I have a problem I have put on over 10 coats and the scar is still slightly visable, a friend says I should rub it down with 2000 wet n dry then laquer it.
I didn't think you rubbed down sliver metallic before laquering?

So do I continue to build the paint up until the scar is invisable then wet n dry it before laquering or do I not wet n dry it? I am very confused??

A lot of people say the match will be awful but unfortunately I have bought the paint so I am now stuck to try to make the best from what I have.
Please will someone advise so I can try again in the morning.
Thanks.


----------



## edzt (Dec 15, 2010)

How long is the scratch? Does it cover more than one panel?
You never rub down base coat


----------



## kimandsally (May 21, 2011)

edzt said:


> How long is the scratch? Does it cover more than one panel?
> You never rub down base coat


Hi there the scratch is approx 10" then another 2" above it approx 4"
then on another panel approx 22" wavy not a straight scratch, the other 2 are virtually straight.

I will need to rub the base coat down initially as I have found it has some dust in it (Ihave to spray it outside I have no where to take to do it inside)
then if I respray it carefully and get a good finish do I just laquer over the top of it and around the outer edge to finish it without touching the silver finish?
It was mixed professionally so should be a good match he used the Ford colour codes the sell hundreds of cans a month to local traders.
But as it looks the colour is or looks lighter than the other panels will the laquer darken it to the correct shade?

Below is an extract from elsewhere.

PR #3394, opened 2021-03-03
Mayland Blocks: Update buttons colors

scruffian:
This implements button colors using theme.json:

Screenshot 2021-03-03 at 19 08 19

Thanks for your help.:thumb:


----------



## squiggs (Oct 19, 2009)

You'll never repair a sliver scratch any better than you've done by touching in.
Spraying paint produces a relatively light covering of paint in contrast to touching in.
Spraying the paint allows the metallics to 'sit' and 'lay' properly on the panel.
Touching in (no matter how careful) produces a very heavy coat - the metallics 'sink' in the paint. The metallics no longer 'sit' or 'lay' properly, they lose their reflective qualities and as a result the appearance is usually dull and dark.
And no matter how much lacquer you apply you'll never get the sunk metallics back to surface.


----------



## kimandsally (May 21, 2011)

squiggs said:


> You'll never repair a sliver scratch any better than you've done by touching in.
> Spraying paint produces a relatively light covering of paint in contrast to touching in.
> Spraying the paint allows the metallics to 'sit' and 'lay' properly on the panel.
> Touching in (no matter how careful) produces a very heavy coat - the metallics 'sink' in the paint. The metallics no longer 'sit' or 'lay' properly, they lose their reflective qualities and as a result the appearance is usually dull and dark.
> And no matter how much lacquer you apply you'll never get the sunk metallics back to surface.

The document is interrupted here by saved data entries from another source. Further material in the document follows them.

PR #3400, opened 2021-03-04
First Build of Ponyville

pbking:
This is the first commit of the parent theme "Ponyville"

Ponyville is an unopinionated parent theme that will "Ponyfill" the
gaps between where Gutenberg is today and where it is going.


ponyville/functions.php
```diff
@@ -0,0 +1,61 @@
...
+			$args = new stdClass();
+			$args->menu = null;
+			$args->theme_location = $parsed_block['attrs']['location'];
+			return gutenberg_output_block_nav_menu( $block_content, $args );
+		}
+	}
+	return $block_content;
+}
+// It would be better to use render_block_core/navigation but it's not working
+add_filter( 'render_block', 'render_dynamic_navigation_block', 10, 2);
```
scruffian: This won't work in the site editor, so I think we should remove it.

pbking: I agree. Even if it worked this theme wouldn't be the place for it. An interesting hack but a conversation belonging elsewhere.

ponyville/block-templates/index.html
```diff
@@ -0,0 +1,7 @@
+<!-- wp:query -->
+	<!-- wp:query-loop -->
+		<!-- wp:post-title {"isLink":true} /-->
+	<!-- /wp:query-loop -->
+<!-- /wp:query -->
+
+<!-- wp:post-content /-->
```
MaggieCabrera, line 7: Do we want to show the FSE to the users with this theme? Or should we insert the templates using `do_blocks()` ?

ponyville/sass/blocks/_style.scss
```diff
@@ -0,0 +1,4 @@
+@import "button/style";
+@import "paragraph/style";
+@import "navigation/style";
+@import "group/style";
```
MaggieCabrera, line 4: I wonder if this will grow to Seedlet levels when we want this theme's children to be able to customize all the rest of the blocks. This is the part that worries me the most.

ponyville/style.css
```diff
@@ -0,0 +1,15 @@
+/*
+Theme Name: Ponyville
+Theme URI: 
+Author: Automattic
+Author URI: https://automattic.com/
+Description: Ponyville is a lightly-opinionated base theme for block-based or classic themes using Global Styles
+Requires at least: ?
```
MaggieCabrera, line 7: I wanna say at least 5.7. I think we can have the templates be loaded using `do_blocks()` before FSE is released and then do a major version update that removes the `do_blocks()` and brings back pure html templates so we can support FSE after it launches on core, then we update the requirement to that version of WordPress

ponyville/block-templates/index.html
pbking: I wish do_blocks() was fully featured enough. :(
* There are still a lot of blocks that can't be created using this method, they are limited to the block templates only (if I understand correctly) so there is much we won't be able to do.
* Template Parts don't work with do_blocks(). :(

If both of those things weren't true then we could I think.

However, I would argue that instead Themes should have control as to which "management" options should be available when using it.  Rather than FSE/Customizer being enabled/disabled with the presence of a /block-templates folder I think a better option would be to give themes a theme_supports() option (configurable via a call to theme_supports() or via theme.json) to enable/disable FSE/Customizer.  (Which... I will continue to argue that those things shouldn't be mutually exclusive).

MaggieCabrera: Yes, 100% with you on that. I think we should focus on getting that before we can actually launch any "Ponytheme" then since we don't really want the editor to show until it's really ready for general use.

ponyville/style.css
scruffian: I love this idea

scruffian:
Can we close this one now?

Oh dear so would I be better to wet and dry all the silver off I put on today and leave it as it was do you think?
It wouldn't be hard to do as it's only 10 coats of VERY thin layers.

I could live with it if the finish would be worse if I carry on and laquer over it plus I could get the £9 back for the laquer I hope:thumb:

Makes me so angry that some Moron has wrecked my pride and joy before I even got it looking nice, I only had it 3 weeks and it's only 18 months old :-(
I just can't afford to get it sprayed properly as money is so tight I'm struggling finding work I can do because my back is knackered.

Thanks again for your help you've probably saved me a days work.:thumb:


----------



## edzt (Dec 15, 2010)

edzt said:


> How long is the scratch? Does it cover more than one panel?
> You never rub down base coat


Sorry I should have said 'never rub down metallic base coat'


----------



## edzt (Dec 15, 2010)

kimandsally said:


> Oh dear so would I be better to wet and dry all the silver off I put on today and leave it as it was do you think?
> It wouldn't be hard to do as it's only 10 coats of VERY thin layers.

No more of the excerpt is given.